10. Thus, in terms of law declared by the Hon'ble Supreme Court, the Judgment of the criminal court could be relied on by the Labour Court only for the purpose to see, who was the accused and what was the result of the criminal proceedings. In fact the decision fully supports the reasoning given by the Labour court, more so when, the charge against the workmen in the instant case was one of theft and the management initiated criminal proceedings and disciplinary action simultaneously on the same set of allegations. Therefore, considering the peculiar facts and circumstances of this case, I am of the view that the Labour Court has not committed any serious error of law in looking into the evidence of the Criminal Court for the purpose of arriving at a conclusion that the charge of theft against the petitioner is not proved.
11. The learned counsel for the respondent management would strenuously contend that the Labour Court having held that the domestic enquiry was fair and proper is precluded from looking into the evidence or the Judgment of the Criminal Court. In my view such a broad proposition placing a total embargo on the Court would not be in consonance of the principles fair hearing and fair Judging, especially when the charge against the petitioner was theft and the witness, who deposed against the petitioner did not accuse the petitioner before the Criminal Court. It may be true that the management is not the prosecuting agency before the Criminal Court, but it is the same witnesses, who are employees of the management, who were arrayed as prosecution witnesses. No malafides have been attributed by the management against these witnesses, who deposed in the Criminal Court who did not make any allegation against the petitioner. In such circumstances, I am fully convinced that the Labour Court was justified in looking into the evidence as well as Judgment of the Criminal Court to come to a conclusion that the charge of theft against the petitioner was not established beyond reasonable doubt.
12. Thus, in view of the above reasoning no error can be attributed to the award of the Labour Court directing reinstatement. It is to be noted that in respect of the other two workmen, the management complied with the award and reinstated them, and in order to give the same treatment to the petitioner as given to other two workmen, the impugned award was implemented.

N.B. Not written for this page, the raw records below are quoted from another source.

PR #2921, opened 2024-03-25
docs: create code_of_conduct.md

laignelet16:
I believe adding a code of conduct to this repository would allow the community to maintain a positive and friendly environment and establish expectations for behavior for the project’s participants. If there is a specific contact method that I could add to the code of conduct that would be great! Let me know if any changes are needed.


rxri:
We are here for a good time, and joke around about stuff that are listed in this CoC. We're just fun, experimental project around spotify client, so it doesn't need to be that serious. If someone will constantly be a bad person we will punish them accordingly

PR #2928, opened 2024-03-30
ci(release): add support for windows `arm64`

rxri:
i don't kinda understand why we don't support windows arm64. Spotify supports it, so why won't we?


theRealPadster (approved):

afonsojramos:
Let's see if we get any weird issue reports 🧐

rxri:
Well it built on my machine, I can't run it ofc but it should work

PR #2932, opened 2024-03-31
fix(install/linux): properly parse `--root` flag and tag option

rxri:


afonsojramos (changes requested):
What is this flag for? We have no documentation for it anywhere.

rxri:
> What is this flag for? We have no documentation for it anywhere.

@afonsojramos how is it not... 
image

afonsojramos:
Well, fair. I just meant that we don't show it in any `--help` command, and that we don't have it in the docs. But I suppose that for this case that is sort of the goal, as it is an exception to the rule.

rxri:
Well yeah, it's intended tbh.

install.sh
```diff
@@ -5,13 +5,23 @@
 
 set -e
 
+for arg in "$@"; do
+    shift
+    case "$arg" in
+        "--root") set -- "$@" "-r" ;;
+        *) set -- "$@" "$arg"
+    esac
+done
```
afonsojramos, line 14: So all we're doing is to change the --root flag into -r?

install.sh
```diff
@@ -5,13 +5,23 @@
...
+
 while getopts ":r" arg; do
     case "${arg}" in
         "r") override_root=1 ;;
```
afonsojramos, line 18: Couldn't we just change this to `root`?

install.sh
rxri: yeah

install.sh
rxri: well, most of scripts/cli provide short version an long version so that's why it has both 🤷‍♀️

afonsojramos: Yeah, but that doesn't always happens as it is a rule that doesn't apply to all flags. In this case, we are talking about a flag that shouldn't be used outside of exceptions, so I would say that we shouldn't have a short version for this one, and just simplify and only accept `--root`

rxri: alright

afonsojramos (approved):

theRealPadster (approved):

PR #2956, opened 2024-04-08
feat(windows/install): add clink completions

Bergbok:
Add help text for when the user inputs: ?

image

Add clink completions for Cmder users

lil showcase:
GIF 08-04-2024 18-50-02

### DIFF
--- a/install.ps1
+++ b/install.ps1
@@ -167,7 +167,11 @@ if (-not (Test-Admin)) {
   Write-Unsuccess
   Write-Warning -Message "The script was ran as Administrator which isn't recommended"
   $Host.UI.RawUI.Flushinputbuffer()
-  $choice = $Host.UI.PromptForChoice('', 'Do you want to abort the installation process to avoid any issues?', ('&Yes', '&No'), 0)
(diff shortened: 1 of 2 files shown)


rxri:
Well, this just sounds like a bloat that would be added to repo. Sorry, but I don't think it's a good idea to merge it within the main cli repo. I recommend just doing separate winget package for it for example.
About the choice descriptions, it's intended to not be easy for end-user because you ideally shouldn't install spicetify in Administrator window. If someone is able to understand questions like this, they will get through this.
thanks for the pr though

Bergbok:
I don't think it's bloat, simply a nice feature that very few users will even see since most won't have Cmder installed.
If it's not applicable to the user, it won't prompt.
`if ($null -ne $env:CMDER_ROOT)`
Those that use Cmder will enjoy love it though.

Regarding the help text - it's not only for when you run run it as admin, it's for all PromptForChoice calls.
Having it there is undeniably better than not.

Currently:
image

rxri:
Make the separate pull request just for help text, about cmder - look on #dev-off-topic on discord server because I talked about it.

PR #2982, opened 2024-04-24
fix(main-homeHeader): add new prop

sanoojes:
I think its changed


rxri (changes requested):
Do not delete the old one. Add it as a new mapping

sanoojes:
> You do not delete the old one. Add it as a new mapping

image

what is this one called it behaves same as "main-home-homeHeader" 

I'm a newbie, still learning. Sorry if I cause any inconvenience.

PR #2984, opened 2024-04-25
fix(lyrics-plus): force assign `currentLyrics` for cache

Delusoire:
…ranslateLyrics when hitting CACHE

In such circumstances, though the management under normal circumstances would be entitled to canvass all points to sustain the award, which is in their favour and to urge the issue held against them, on facts of this case, the management is precluded from doing so case having complied with the award of reinstatement.
13. Coming to the next question as to whether, the Labour Court was justified in denying backwages, in the preceding paragraphs, various dates have been mentioned, which clearly establishes that the petitioner was not diligent in prosecuting his case from 06.12.1984, the date of dismissal and even after, he was acquitted by the Criminal Court and even after the Government declined to refer his dispute during 1986. Thereafter, there is no explanation for the delay of another four years till he raised a dispute in 1990. Subsequently, the petitioner has been approaching the officials and submitting memorandum to the Hon'ble Minister for Labour Court and such other matters and only in 1997, the dispute was taken on file by the Labour Court. Therefore, the Labour Court was fully justified in denying backwages. It is to be noted that the petitioner has been reinstated with continuity of service, which is a very fair and reasonable award.
14. In the result, I find no grounds to interfere with the award either at the instance of the petitioner or at the instance of second respondent management and the writ petition is dismissed. No costs.
24.09.2010 Index : Yes Internet:Yes pbn T.S.SIVAGNANAM, J.
pbn To The Presiding Officer, Labour Court, Coimbatore.